9^th week (26/11/18-30/11/18):: We solved the exercises of the third assignment, as well as a few more revision exercises on finite fields. Also, we defined the Hamming weight of a word and proved some of its basic properties.
10^th week (03/12/18-07/12/18):: We defined the minimum (Hamming) weight of a code and proved that if the code is linear it coincides with the minimum distance. We defined the generator and parity-check matrices of linear codes and when those matrices are in standard form. We showed the relation between the standard forms of the generator and parity-check matrices and the relation between the minimum distance of a code and its parity-check matrix. Further, we defined the code equivalency and showed the encoding procedure for a linear code.
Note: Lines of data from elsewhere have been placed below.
Issue #5192, opened 2026-07-12
Persist a savedAt timestamp with rankedCandidates and render a 'last synced' label on the extension's opportunity badge


JSONbored:
### Context
apps/gittensory-miner-extension/options.js currently persists rankedCandidates to chrome.storage.local whenever a contributor pastes a new discover-run JSON blob, but it doesn't record when that save happened. opportunity-badge.js renders the badge from rankedCandidates but has no way to tell the contributor how stale that data is, unlike ORB's shared RefreshMeta component, which already gives users a relative-time trust signal elsewhere in the product.

### Dependencies
None -- independently shippable. This is distinct from all five already-ticketed extension items (#4860-#4863, #4866); none of those touch data-freshness UX, so this can land in any order relative to them.

### Requirements
1. In apps/gittensory-miner-extension/options.js, when a contributor pastes a new discover-run JSON blob and rankedCandidates is saved to chrome.storage.local, also write a savedAt timestamp (e.g. Date.now()) to the same storage entry/key structure.
2. Ensure savedAt is updated every time rankedCandidates is overwritten (re-paste), not just on first save.
3. In opportunity-badge.js, read savedAt from chrome.storage.local alongside rankedCandidates.
4. Render a relative-time label (e.g. 'last synced 3m ago', 'last synced 2h ago') next to the badge, using the same relative-time formatting/trust-signal visual pattern as ORB's shared RefreshMeta component (mirror its thresholds/format, e.g. seconds/minutes/hours/days buckets).
5. Handle the case where savedAt is missing entirely (e.g. data saved before this change shipped, or storage was cleared) -- the badge must degrade gracefully (e.g. omit the label or show a neutral 'sync time unknown' state) rather than rendering NaN or crashing.
6. This is UI/storage-schema plumbing only -- do not touch any ranking/scoring logic, governor state, or attempt state; rankedCandidates' contents and meaning must be unchanged, only the accompanying savedAt metadata is new.

### Deliverables / Acceptance Criteria
- [ ] options.js writes savedAt alongside every rankedCandidates save
- [ ] opportunity-badge.js reads savedAt and renders a relative-time 'last synced' label
- [ ] Label formatting mirrors ORB's RefreshMeta relative-time conventions
- [ ] Missing/absent savedAt is handled gracefully with no crash and no NaN/invalid-date rendering
- [ ] Before/after screenshots of the badge (with and without a fresh sync) included in the PR description

### Test Coverage Requirements
[...]

PR #5571, opened 2026-07-13
feat(miner-extension): add a standard icon set to the manifest (#4862)

### LINKED ISSUE #4862: Add icons to the extension manifest
**Problem:** The extension's manifest has no icons defined.

**Area:** AMS / Extension

**Proposal:** Add a standard icon set to the manifest.

**Deliverables:**
- Icons at the standard required sizes, referenced correctly in the manifest.

andriypolanski:
Closes #4862

## Summary

`apps/gittensory-miner-extension/manifest.json` declared no icons, so the browser fell back to a generic default
in the extensions list and the toolbar. This adds a standard MV3 icon set (16/32/48/128) referenced from both the
extension-level `icons` and the toolbar `action.default_icon`, plus a committed, dependency-free generator so the
raster assets are reproducible rather than opaque binaries.

## What's in it

- **`apps/gittensory-miner-extension/icons/icon-{16,32,48,128}.png`** — the standard required icon sizes, as real
  8-bit RGBA PNGs.
- **`apps/gittensory-miner-extension/icons/generate-icons.mjs`** — the generator that produces them. Pure Node
  (only `node:zlib` for PNG DEFLATE), no external deps; draws the extension's mint "loop" mark (`#7ee7bc`) on a
  dark rounded tile (`#111317`), matching the opportunity badge's palette in `styles.css`. Uses 4×4 supersampling
  with alpha-weighted downsampling so the ring and rounded corners stay crisp at 16px. Output is deterministic
  (byte-identical on re-run).
- **`apps/gittensory-miner-extension/manifest.json`** — adds `icons` and `action.default_icon`, each mapping
  `16/32/48/128` to `icons/icon-<size>.png`.
- **`package.json`** — adds `miner:extension:icons` to regenerate the set.
- **`apps/gittensory-miner-extension/README.md`** — documents the icon set and how to regenerate it.

Scope note: this is the AMS/miner contributor extension (`apps/gittensory-miner-extension`), the one the linked
issues (#5192/#5193) and this milestone reference. The separate maintainer overlay
(`apps/gittensory-extension`) is out of scope.

## Testing

- `test/unit/miner-extension-content.test.ts` — a new case asserts `manifest.icons` and
  `manifest.action.default_icon` both declare the four standard sizes at `icons/icon-<size>.png`, and that each
  referenced file exists, begins with the PNG signature, and has an IHDR width/height matching its declared size
  (so a manifest key can never lie about the asset behind it).
- Verified locally (Node 18 sandbox): `node --check` on the generator; ran it and confirmed all four files are
  valid RGBA PNGs at exact sizes; re-ran and confirmed byte-identical (deterministic) output; the manifest is
  valid JSON and the new test assertions pass via a standalone driver; no linter errors.

## Note for CI

`npm run test:ci` / `npm run test:coverage` must be run under Node >= 22.13 (this sandbox is Node 18, so vitest
could not be executed here). The new files live under `apps/**`, outside the Codecov-measured `src/**` / `lib/**`
surface, so they add no patch-coverage burden; the manifest/icon assertions run as part of the existing unit suite.


JSONbored (commented):
Not sure what these icons are, can you please generate something more fitting? Also, why is there an icon generator script included?

Closing, not a fan.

11^th week (10/12/18-14/12/18):: We defined the cosets and syndromes of a code, proved their basic properties, described the coset and syndrome decoding schemes and saw examples. The numbers A_q(n,d) and B_q(n,d) were defined and the main coding theory problem was introduced. The sphere packing (Hamming) and the Singleton bounds were proven. These bounds led to the definition of perfect and MDS codes. After a short mention of the MDS conjecture, the binary Hamming codes were defined and their parameters were computed.
12^th week (17/12/18-21/12/18):: We discussed a number of revision exercises from Coding Theory. Also, the RSA cryptosystem was briefly discussed.